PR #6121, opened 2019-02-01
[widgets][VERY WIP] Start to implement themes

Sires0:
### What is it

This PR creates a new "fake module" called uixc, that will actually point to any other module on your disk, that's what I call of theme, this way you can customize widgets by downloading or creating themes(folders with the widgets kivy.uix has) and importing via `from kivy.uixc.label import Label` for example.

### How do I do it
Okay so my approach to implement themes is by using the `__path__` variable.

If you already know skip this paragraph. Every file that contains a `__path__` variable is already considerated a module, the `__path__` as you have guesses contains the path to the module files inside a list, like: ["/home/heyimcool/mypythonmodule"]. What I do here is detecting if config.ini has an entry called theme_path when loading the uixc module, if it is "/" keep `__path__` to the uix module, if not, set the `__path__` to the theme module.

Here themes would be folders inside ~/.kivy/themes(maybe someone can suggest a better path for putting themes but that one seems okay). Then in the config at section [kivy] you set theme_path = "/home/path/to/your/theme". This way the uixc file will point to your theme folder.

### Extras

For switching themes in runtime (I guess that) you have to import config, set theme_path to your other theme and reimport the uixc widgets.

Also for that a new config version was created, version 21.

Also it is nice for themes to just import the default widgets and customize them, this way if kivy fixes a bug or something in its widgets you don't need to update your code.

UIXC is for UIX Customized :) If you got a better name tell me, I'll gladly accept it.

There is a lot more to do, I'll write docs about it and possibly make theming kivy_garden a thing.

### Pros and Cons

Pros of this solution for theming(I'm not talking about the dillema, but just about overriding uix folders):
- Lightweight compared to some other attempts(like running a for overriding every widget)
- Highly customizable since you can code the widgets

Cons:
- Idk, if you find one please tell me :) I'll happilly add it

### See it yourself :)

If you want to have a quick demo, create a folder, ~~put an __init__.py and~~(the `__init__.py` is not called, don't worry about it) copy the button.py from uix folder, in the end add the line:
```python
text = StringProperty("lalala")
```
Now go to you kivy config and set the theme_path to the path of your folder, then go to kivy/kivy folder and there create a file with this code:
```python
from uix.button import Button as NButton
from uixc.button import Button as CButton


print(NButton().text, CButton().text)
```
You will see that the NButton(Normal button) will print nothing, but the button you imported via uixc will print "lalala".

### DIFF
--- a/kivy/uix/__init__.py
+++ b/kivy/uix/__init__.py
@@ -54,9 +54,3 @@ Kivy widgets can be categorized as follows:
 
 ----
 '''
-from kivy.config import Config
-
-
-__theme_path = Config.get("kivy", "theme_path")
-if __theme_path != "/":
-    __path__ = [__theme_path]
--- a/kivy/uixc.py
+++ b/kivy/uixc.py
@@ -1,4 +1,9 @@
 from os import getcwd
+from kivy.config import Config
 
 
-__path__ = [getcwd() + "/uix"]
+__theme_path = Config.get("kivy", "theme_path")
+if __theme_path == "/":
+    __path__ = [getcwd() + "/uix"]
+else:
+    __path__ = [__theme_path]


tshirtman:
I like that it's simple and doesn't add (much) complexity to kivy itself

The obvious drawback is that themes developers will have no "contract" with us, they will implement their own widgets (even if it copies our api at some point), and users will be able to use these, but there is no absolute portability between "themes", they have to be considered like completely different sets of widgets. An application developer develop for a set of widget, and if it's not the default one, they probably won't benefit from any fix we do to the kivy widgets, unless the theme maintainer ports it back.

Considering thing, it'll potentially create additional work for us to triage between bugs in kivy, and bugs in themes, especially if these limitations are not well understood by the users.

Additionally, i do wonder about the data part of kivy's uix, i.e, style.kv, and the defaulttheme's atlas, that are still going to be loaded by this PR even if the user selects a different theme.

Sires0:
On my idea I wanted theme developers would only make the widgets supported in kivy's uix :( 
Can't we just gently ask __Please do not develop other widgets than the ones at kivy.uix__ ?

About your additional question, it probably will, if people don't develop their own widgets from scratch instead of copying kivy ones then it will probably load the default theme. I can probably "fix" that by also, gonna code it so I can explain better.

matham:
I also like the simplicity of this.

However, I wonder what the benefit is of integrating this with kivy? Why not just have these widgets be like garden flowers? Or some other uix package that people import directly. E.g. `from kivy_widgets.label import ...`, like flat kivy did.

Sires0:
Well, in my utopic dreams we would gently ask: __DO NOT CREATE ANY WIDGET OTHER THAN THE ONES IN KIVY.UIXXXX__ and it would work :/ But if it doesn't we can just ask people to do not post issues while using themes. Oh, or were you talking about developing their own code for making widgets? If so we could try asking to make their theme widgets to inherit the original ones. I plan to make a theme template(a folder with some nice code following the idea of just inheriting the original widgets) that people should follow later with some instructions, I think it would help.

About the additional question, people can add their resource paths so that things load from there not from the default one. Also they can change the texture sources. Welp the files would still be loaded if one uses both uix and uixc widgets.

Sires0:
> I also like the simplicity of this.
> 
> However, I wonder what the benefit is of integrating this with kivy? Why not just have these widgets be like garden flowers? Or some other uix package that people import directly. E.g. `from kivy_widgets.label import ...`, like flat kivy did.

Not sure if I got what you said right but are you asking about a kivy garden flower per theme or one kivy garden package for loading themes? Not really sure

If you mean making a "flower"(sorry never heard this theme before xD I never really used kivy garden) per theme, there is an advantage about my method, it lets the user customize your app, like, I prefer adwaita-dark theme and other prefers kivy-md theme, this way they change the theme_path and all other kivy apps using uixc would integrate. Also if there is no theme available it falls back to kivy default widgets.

——

• [Exercise objective]: All lines of the data above that include the word "tell" must be shown.

• [Task response]:
UIXC is for UIX Customized :) If you got a better name tell me, I'll gladly accept it.
- Idk, if you find one please tell me :) I'll happilly add it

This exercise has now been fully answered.